### [GOAL OF THE EXERCISE]
Scan the data for "Object" and copy each matching line.

### [INPUT MATERIAL]
PR #2384, opened 2017-09-19
Click to play fixes

robwalch:
### This PR will...

- Cancel playlist update for async playlist loading when a new call to `load()` interrupts the process. A call to load invalidates previous calls.
- Always fire "playAttemptFailed" and include "item" for context. This will make it easier to trouble shoot ads behavior.
- Don't reset visualPlaylist when starting playback (It may have already been determined during preloading)
- Keep player and media model states in sync and pass ad state on to player after ads end. This helps keep the player state from getting out of sync when the main model is detached.

#### Addresses Issue(s):

JW8-532, JW8-569, JW8-132

### DIFF
--- a/src/js/controller/model.js
+++ b/src/js/controller/model.js
@@ -43,7 +43,9 @@ const Model = function() {
     };
 
     this.getConfiguration = function() {
-        return _.omit(this.clone(), ['mediaModel']);
+        const config = this.clone();
+        delete config.mediaModel;
+        return config;
     };
 
     this.updateProviders = function() {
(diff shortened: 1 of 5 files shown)


src/js/controller/model.js
```diff
@@ -151,20 +157,18 @@ const Model = function() {
                 this.persistVideoSubtitleTrack(data.currentTrack, data.tracks);
                 break;
             case 'visualQuality':
-                var visualQuality = Object.assign({}, data);
-                mediaModel.set('visualQuality', visualQuality);
+                mediaModel.set('visualQuality', Object.assign({}, data));
```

### [RESULT OF THIS TASK]
-                var visualQuality = Object.assign({}, data);
+                mediaModel.set('visualQuality', Object.assign({}, data));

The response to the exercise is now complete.